**The problem**
For the entries below, the expected answer is the line with "- Limit is enforced", the line with "2. Configurable WebSocket Message Size Limit", and every line between them, exactly as written, and nothing more.

________________

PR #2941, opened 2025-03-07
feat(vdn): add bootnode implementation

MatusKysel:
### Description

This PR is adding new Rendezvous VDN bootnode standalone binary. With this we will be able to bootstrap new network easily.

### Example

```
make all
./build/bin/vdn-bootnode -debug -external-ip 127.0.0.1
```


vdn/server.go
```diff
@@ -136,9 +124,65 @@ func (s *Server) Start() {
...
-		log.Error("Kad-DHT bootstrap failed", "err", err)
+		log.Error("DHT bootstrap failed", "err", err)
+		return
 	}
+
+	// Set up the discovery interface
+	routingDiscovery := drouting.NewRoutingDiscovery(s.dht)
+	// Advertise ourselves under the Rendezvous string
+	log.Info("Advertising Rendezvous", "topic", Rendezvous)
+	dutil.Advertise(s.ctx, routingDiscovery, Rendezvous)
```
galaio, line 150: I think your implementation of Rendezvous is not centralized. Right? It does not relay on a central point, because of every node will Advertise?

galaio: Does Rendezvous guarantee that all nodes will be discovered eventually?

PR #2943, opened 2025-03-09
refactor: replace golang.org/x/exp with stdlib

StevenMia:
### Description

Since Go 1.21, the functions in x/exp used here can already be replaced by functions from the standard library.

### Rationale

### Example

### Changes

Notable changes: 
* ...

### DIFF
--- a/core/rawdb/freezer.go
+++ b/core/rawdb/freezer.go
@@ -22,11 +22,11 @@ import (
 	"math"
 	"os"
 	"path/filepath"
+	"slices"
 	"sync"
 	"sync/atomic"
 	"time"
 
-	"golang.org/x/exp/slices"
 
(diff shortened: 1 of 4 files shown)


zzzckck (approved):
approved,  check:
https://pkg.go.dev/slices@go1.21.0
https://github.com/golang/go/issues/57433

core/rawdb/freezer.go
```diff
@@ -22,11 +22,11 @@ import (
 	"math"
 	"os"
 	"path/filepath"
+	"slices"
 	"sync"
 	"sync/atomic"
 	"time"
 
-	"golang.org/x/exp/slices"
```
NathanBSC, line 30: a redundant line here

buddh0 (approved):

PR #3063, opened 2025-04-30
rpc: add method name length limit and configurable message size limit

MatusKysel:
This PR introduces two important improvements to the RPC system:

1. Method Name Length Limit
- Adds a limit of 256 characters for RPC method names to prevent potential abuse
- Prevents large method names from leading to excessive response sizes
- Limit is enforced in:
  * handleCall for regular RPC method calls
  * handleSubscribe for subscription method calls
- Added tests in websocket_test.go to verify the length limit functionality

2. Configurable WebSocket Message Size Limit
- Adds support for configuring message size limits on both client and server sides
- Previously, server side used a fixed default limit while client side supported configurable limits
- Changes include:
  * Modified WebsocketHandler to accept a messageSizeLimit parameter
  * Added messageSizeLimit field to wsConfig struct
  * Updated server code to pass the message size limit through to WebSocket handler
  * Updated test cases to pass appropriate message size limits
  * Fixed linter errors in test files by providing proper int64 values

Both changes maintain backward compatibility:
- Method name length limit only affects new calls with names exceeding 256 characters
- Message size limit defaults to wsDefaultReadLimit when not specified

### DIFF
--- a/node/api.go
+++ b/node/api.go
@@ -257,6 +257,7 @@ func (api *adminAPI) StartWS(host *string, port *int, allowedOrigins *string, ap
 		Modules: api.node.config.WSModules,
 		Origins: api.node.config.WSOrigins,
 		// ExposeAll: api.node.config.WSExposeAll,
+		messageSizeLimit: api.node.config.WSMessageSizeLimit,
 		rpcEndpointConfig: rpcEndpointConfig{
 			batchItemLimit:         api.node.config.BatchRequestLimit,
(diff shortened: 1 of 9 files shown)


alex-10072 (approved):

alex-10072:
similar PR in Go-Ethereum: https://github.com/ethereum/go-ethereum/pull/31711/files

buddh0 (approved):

________________

**Task result**
- Limit is enforced in:
  * handleCall for regular RPC method calls
  * handleSubscribe for subscription method calls
- Added tests in websocket_test.go to verify the length limit functionality

2. Configurable WebSocket Message Size Limit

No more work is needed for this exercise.